I'm not sure of the origin of the term but I agree that both Heinlein and Ellison would seem to be the types to do such a thing.

I really dislike the term myself.  If you take it apart and just look at it as a description, it is redundant.  Fiction itself is speculative.  That's not why I have a problem with it.  My problem is that people have latched on to the phrase as a way to 'class up' a genre that has always been sort of the 'red-headed step-child' in the fiction world.  LittleMiss is correct that many people look down on both science fiction and fantasy - horror is generally just left alone, like the guy wandering down the street talking to himself, essentially harmless but nothing really you want to get close to.  So they try and dress it up.  Ugh.  It's too PC for me.

The problem is that people get all hyped up over a name.  A rose is a rose is a rose, and by any other name is still a rose.  I've seen arguments over the fact that 'speculative fiction' is neither science fiction nor fantasy but a melange of intelligent thought about what might happen.  As if regular science fiction or fantasy can't be intelligent.  Narrow-minded brown-nosers trying to justify their enjoyment of a genre that is considered by many to be escapist, anti-literature.  I find that those people who look down on the genres have never delved into it and are just advertising their ignorance.

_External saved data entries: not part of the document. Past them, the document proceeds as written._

PR #81, opened 2020-09-16
Specify working directory for cloning remote repos

### LINKED ISSUE #7: Allow specification of working directory
Support command line switch to override default /tmp working directory location

tarkatronic:
Fixes #7 

@mxhenry-godaddy -- is this what you had in mind for this? Given that this folder is immediately removed when the run is finished, I think the usefulness is a bit dubious. I think the more useful feature will be allowing specification of `--output-dir` via #11.

Let me know!

### DIFF
--- a/tartufo/util.py
+++ b/tartufo/util.py
@@ -10,7 +10,8 @@ import tempfile
 import uuid
 from functools import lru_cache, partial
 from hashlib import blake2s
-from typing import Any, Callable, Dict, Iterable, List, TYPE_CHECKING
+from typing import Any, Callable, Dict, Iterable, List, Optional, TYPE_CHECKING
+from urllib.parse import urlparse
 
 import click
 import git
@@ -57,10 +58,17 @@ def clean_outputs(output_dir: pathlib.Path) -> None:
         shutil.rmtree(output_dir)
 
 
-def clone_git_repo(git_url: str) -> str:
-    project_path = tempfile.mkdtemp()
+def clone_git_repo(
+    git_url: str, target_dir: Optional[pathlib.Path] = None
+) -> pathlib.Path:
+    if not target_dir:
+        project_path = tempfile.mkdtemp()
+    else:
+        repo_name = urlparse(git_url).path.split("/")[-1]
+        project_path = str(target_dir / repo_name)
+
     git.Repo.clone_from(git_url, project_path)
-    return project_path
+    return pathlib.Path(project_path)
 
 
 style_ok = partial(click.style, fg="bright_green")  # pylint: disable=invalid-name
--- a/tartufo/util.py
+++ b/tartufo/util.py
@@ -11,7 +11,6 @@ import uuid
 from functools import lru_cache, partial
 from hashlib import blake2s
 from typing import Any, Callable, Dict, Iterable, List, Optional, TYPE_CHECKING
-from urllib.parse import urlparse
 
 import click
 import git
@@ -64,8 +63,7 @@ def clone_git_repo(
     if not target_dir:
         project_path = tempfile.mkdtemp()
     else:
-        repo_name = urlparse(git_url).path.split("/")[-1]
-        project_path = str(target_dir / repo_name)
+        project_path = str(target_dir)
 
     git.Repo.clone_from(git_url, project_path)
     return pathlib.Path(project_path)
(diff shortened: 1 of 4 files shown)


mxhenry-godaddy:
> Fixes #7
> 
> @mxhenry-godaddy -- is this what you had in mind for this? Given that this folder is immediately removed when the run is finished, I think the usefulness is a bit dubious. I think the more useful feature will be allowing specification of `--output-dir` via #11.
> 
> Let me know!

iirc the incident that spawned the issue was a scan of a very large repo, and thus the working dir was quite large prior to cleanup and the /tmp mount didn't have enough space on the dev's machine. Allowing the working dir to be specified would make it easy to workaround that issue.

tarkatronic:
> > Fixes #7
> > @mxhenry-godaddy -- is this what you had in mind for this? Given that this folder is immediately removed when the run is finished, I think the usefulness is a bit dubious. I think the more useful feature will be allowing specification of `--output-dir` via #11.
> > Let me know!
> 
> iirc the incident that spawned the issue was a scan of a very large repo, and thus the working dir was quite large prior to cleanup and the /tmp mount didn't have enough space on the dev's machine. Allowing the working dir to be specified would make it easy to workaround that issue.

So do you think this would solve that issue?

I have a suspicion that may have also been caused by a sneaky/confusing/dubious bit of behavior in the `tartufo`/`truffleHog` of old which is that if you ran: `tartufo ./my-local-repo`, it would treat `./my-local-repo` as a git URL, rather than a folder name. It would thus create a temp directory and clone that repo into the temp directory. With the separation now of `scan-local-repo` and `scan-remote-repo`, this confusion should no longer occur. So if you have a pre-cloned repo, you won't have to worry about any kind of "working directory"; everything will happen in memory. But, this will help for a repo which is not already cloned.

mxhenry-godaddy:
Sound like we can close #7 as not needed then

tartufo/util.py
```diff
@@ -57,10 +58,17 @@ def clean_outputs(output_dir: pathlib.Path) -> None:
...
-def clone_git_repo(git_url: str) -> str:
-    project_path = tempfile.mkdtemp()
+def clone_git_repo(
+    git_url: str, target_dir: Optional[pathlib.Path] = None
+) -> pathlib.Path:
+    if not target_dir:
+        project_path = tempfile.mkdtemp()
+    else:
+        repo_name = urlparse(git_url).path.split("/")[-1]
+        project_path = str(target_dir / repo_name)
```
dclayton-godaddy: `target_dir` would imply the code would get cloned into that directory. If I said `git clone github.com/myorg/myrepo /tmp/my_target_dir` I would see the code there and not `/tmp/my_target_dir/myrepo`. I would have the caller append repo_name.

tarkatronic: I had that implementation originally and found that it lead to potentially confusing behavior due to the fact that we remove the repo after it's scanned. So let's say I ran:

`tartufo scan-remote-repo --work-dir=~/temp https://github.com/godaddy/tartufo.git`

It would clone the repository (without a containing folder) directly into `~/temp` and scan it there. It would then remove the entire `~/temp` folder, which is NOT what I would expect as an end user.

It felt to me far more reasonable to clone into `~/temp/tartufo.git/` and then remove that `tartufo.git` folder afterward, leaving the target directory in tact, the way it was before hand.

dclayton-godaddy: Correct. You are referring to `work-dir`. I agree. I'm referring to this method. `clone` and `target_dir` I would imagine would operate similar to `git clone` with target dir.

tarkatronic: Ah. So you are proposing to move this `target_dir / repo_name` bit to be moved into the `scan-remote-repo` command then? I think that makes sense. I'll just have to make sure this method gets documented to make that absolutely clear.

sjacoby-godaddy (approved):
nice addition!

tartufo/util.py
tarkatronic: @dclayton-godaddy There ya go, I shifted the path manipulation up to the command itself. Should cover your concerns. Good call on that.

bosatsu (approved):
Didn't test this locally, but code looks good, and tests look much better now.

dclayton-godaddy (approved):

I'm happy with the terms science fiction and fantasy and don't give a rat's patootie about whether people consider me a geek for enjoying the stuff.  

Ok, so that really didn't answer your quesiton did it?  Well you got my opinion on the subject anyway.  Do with it what you will  .


----------



## littlemissattitude (Jul 1, 2004)

Well, as I said, the term "speculative fiction" doesn't really bother me.  However, I agree with dwndrgn that it is essentially a way to make science fiction acceptable, and as such is a bit of a cop out.  Personally, I use the term "science fiction" sort of as a badge of honor, as a way to tweak people, and as a way to proclaim to the world that I don't mind being considered a geek or a nerd.  And people sometimes wonder where I get my screen name. 

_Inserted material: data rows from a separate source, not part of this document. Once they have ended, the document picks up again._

PR #82, opened 2020-09-16
Add a --output-dir/-od option in place of --cleanup

### LINKED ISSUE #11: Optimize handling of temp files (vs --cleanup)

tarkatronic:
Fixes #11 -- @rscottbailey does this work for what you were thinking on this?

Now, there is no `--cleanup` flag. There is only `--output-dir`. If you don't specify one, nothing ever get written to disk. What a revelation!

I also changed the key in the commands JSON output from `issues_path` to `output_dir`, to match. And I took the liberty of appending `.json` to the filenames being output. Because they are JSON files, and file extensions are a good thing.

### DIFF
--- a/.pre-commit-config.yaml
+++ b/.pre-commit-config.yaml
@@ -4,7 +4,7 @@ repos:
   - id: tartufo
     name: tartufo
     entry: tartufo
-    args: [--cleanup, pre-commit]
+    args: [pre-commit]
     language: python
     pass_filenames: false
   - id: pylint
--- a/.pre-commit-hooks.yaml
+++ b/.pre-commit-hooks.yaml
@@ -3,5 +3,5 @@
   description: '`tartufo` is a tool for scanning git repositories for secrets/passwords/high-entropy data'
   entry: tartufo
   language: python
-  args: [--cleanup, pre-commit]
+  args: [pre-commit]
   pass_filenames: false
--- a/tartufo/cli.py
+++ b/tartufo/cli.py
@@ -2,7 +2,6 @@
 
 import importlib
 import pathlib
-from tempfile import mkdtemp
 from typing import List, Tuple
 
 import click
@@ -94,11 +93,18 @@ class TartufoCLI(click.MultiCommand):
     "you would like.",
 )
 @click.option(
-    "--cleanup/--no-cleanup",
-    is_flag=True,
-    default=False,
-    show_default=True,
-    help="Clean up all temporary result files.",
+    "-od",
+    "--output-dir",
+    type=click.Path(
+        exists=False,
+        file_okay=False,
+        dir_okay=True,
+        writable=True,
+        resolve_path=True,
+        allow_dash=False,
+    ),
+    help="If specified, all issues will be written out as individual JSON files "
+    "in this directory.",
 )
 @click.option(
     "--git-rules-repo",
@@ -151,19 +157,16 @@ def process_issues(
 ):
     repo_path, issues = result
     options = types.GlobalOptions(**kwargs)  # type: ignore
-    if issues:
-        output_dir = pathlib.Path(mkdtemp())
-        util.write_outputs(issues, output_dir)
-    else:
-        output_dir = None  # type: ignore
-    util.echo_issues(issues, options.json, repo_path, output_dir)
-
-    if options.cleanup:
-        util.clean_outputs(output_dir)
-    else:
-        if output_dir and not options.json:
-            click.echo("Results have been saved in {}".format(output_dir))
+    output_dir = None
+    if options.output_dir:
+        output_dir = pathlib.Path(options.output_dir)
 
     if issues:
+        util.echo_issues(issues, options.json, repo_path, output_dir)
+        if output_dir:
+            util.write_outputs(issues, output_dir)
+            if not options.json:
+                click.echo(f"Results have been saved in {output_dir}")
         ctx.exit(1)
+
     ctx.exit(0)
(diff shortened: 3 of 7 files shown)


dclayton-godaddy:
Is the default behavior to write output to stdout?

dclayton-godaddy:
I assume this will be tracked as a 2.0 breaking change.

tarkatronic:
> Is the default behavior to write output to stdout?

The current behavior is:

* Display found issues to `stdout`
* *Always* create a temp directory under `/tmp` using `mkdtemp()`
* *Always* write the issues into files under that temp directory
* If `--cleanup` is specified on the command line, delete that temp directory

This new behavior is:

* Display found issues to `stdout`
* If an output directory was specified, write issues to that directory

> I assume this will be tracked as a 2.0 breaking change.

Yes, #11 is part of the 2.0 milestone, and this is one of the many breaking changes happening in the work toward 2.0.

bosatsu (approved):
Looks good, nothing that stood out to me.

rscottbailey (changes requested):
This looks good but after a little quick usability testing, I think we need a little tweaking... I think the fixes should be quick and easy, but I'm not sure which is better. In short, I'd like to see some low-cost guardrails for stupid human behavior that is likely to occur regularly.

What I did was do some test scans on the CirrusScan repo, which includes some SVG diagrams that happen to have high-entropy content (either as a result of compression, or stored bitmaps, or something else - doesn't really matter). Of course, tartufo hates them (as expected). The output directory option worked as advertised. But...

If you run a scan with `-od`, fix your exclude file (for example), and run the scan again with the same output directory, you end up with the original scan stuff commingled with the new scan stuff. I expect (without having verified) that for any particular finding there's an exact file overwrite, but it is difficult to see what's old (only) and what's new (only) if you have a non-trivial number of findings.

This leads to the argument that to avoid this result, we should insist the output directory either is empty or does not exist (prior to scanning) so when the smoke clears the content unambiguously reflects (only) the last scan. This is basically what I believe the released version does, since it's using a scratch directory. 

Another option would be to create a new subdirectory beneath the output directory, but this is a little non-intuitive, and either the name is weird (UUID, random, etc) or you have to worry about collisions. Yet another option would be to delete files in the output directory that look like they might be findings that weren't found this time, but I think that's just insane for all kinds of reasons.

I believe the easiest thing to implement would be to insist on creating the directory ourselves, because then we only need a single existence check followed by a mkdir.

Sort of following this train of thought, I then ran another scan and specified an output directory that did not exist. What happened is that I churned for quite a bit and then got a page-long stack trace when we attempted to write the first finding file and couldn't because the parent directory was missing. This behavior sucks because I burned a lot of time, got an inscrutable error, and then didn't get ANY of the scan results -- i.e. wasted effort.

The minimally correct thing to do would be to verify the output directory exists before doing anything costly, and then abort quickly with a sane error message if it does not.

Arguably the better thing to do, especially in light of the first discussion, would be to create the output directory when it does not exist. I lean slightly toward creating it on a JIT basis, so that if you run a scan that doesn't find anything, you don't create an empty directory. However, I could see that some users might prefer the certainty of always getting an output directory when requested, even if it sometimes (usually?) ends up empty.

The TL;DR version boils down to:

1. before scan, possibly check if output directory exists (assuming it is specified) - depending on religious persuasion, either abort nicely if it exists or abort nicely if it doesn't exist
2. when writing findings to output directory, possibly before the scan or possibly after the scan, (silently) create the output directory if it does not exist -- obviously unneeded if we did a DNE abort in first step

tarkatronic:
Wow, thanks for the thorough writeup, @rscottbailey!

I was able to duplicate the error behavior you described, and I have a simple 2-line fix for that. I'll push that up as soon as I add a test for it.

As for the conflicting/old scan results... what if I were to do something similar to what I'm doing in #81 and put the results into a subdirectory of the specified directory. In this case though, instead of just calling it (for example) `foo.git`, I could name it something like... `tartufo-scan-results-2020-09-17T11:06:49.410887` -- that last part being the output of `datetime.datetime.now().isoformat()`. That will give us a timestamp with microsecond precision, which should theoretically always be unique.

How does that sound?

rscottbailey:
The timestamp-based subdirectory would be great for me - avoids all the issues I mentioned and it's understandable too.

Thanks!

tarkatronic:
@rscottbailey Okay, I've made the changes you suggested. Another review would be much appreciated!

rscottbailey (approved):
Perfecto - thanks!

I also think dwndrgn has a good point about genre literature in general.  I find that people who put it down generally haven't read it.  Fortunately, there are actual university lit classes out there who actually teach it now, and do so without condescension.  A few years ago I took an upper division English class, "Popular Fiction".  And most of what we read (a novel a week, except that we got two weeks to read "Fellowship of the Ring") was either science fiction, fantasy, or detective fiction.  The only non-genre things we read that semester were "Othello" and "Catcher in the Rye".  We read a Kurt Vonnegut novel (something about Mars, but I can't recall the title).  We read a Robert B. Parker "Spenser" novel.  We read Heinlein's "Farnham's Freehold".  We read one of Ellis Peters's "Brother Cadfael" novels.  I can't remember what all else we read; it's been several years since I took the class.  But I remember that it was so cool...we got to talk about genre novels just like all other literature.  And let me tell you, some of the English majors in the class spent some time going through some serious changes over that.  It was really comical.


----------



## G-borg (Jul 7, 2004)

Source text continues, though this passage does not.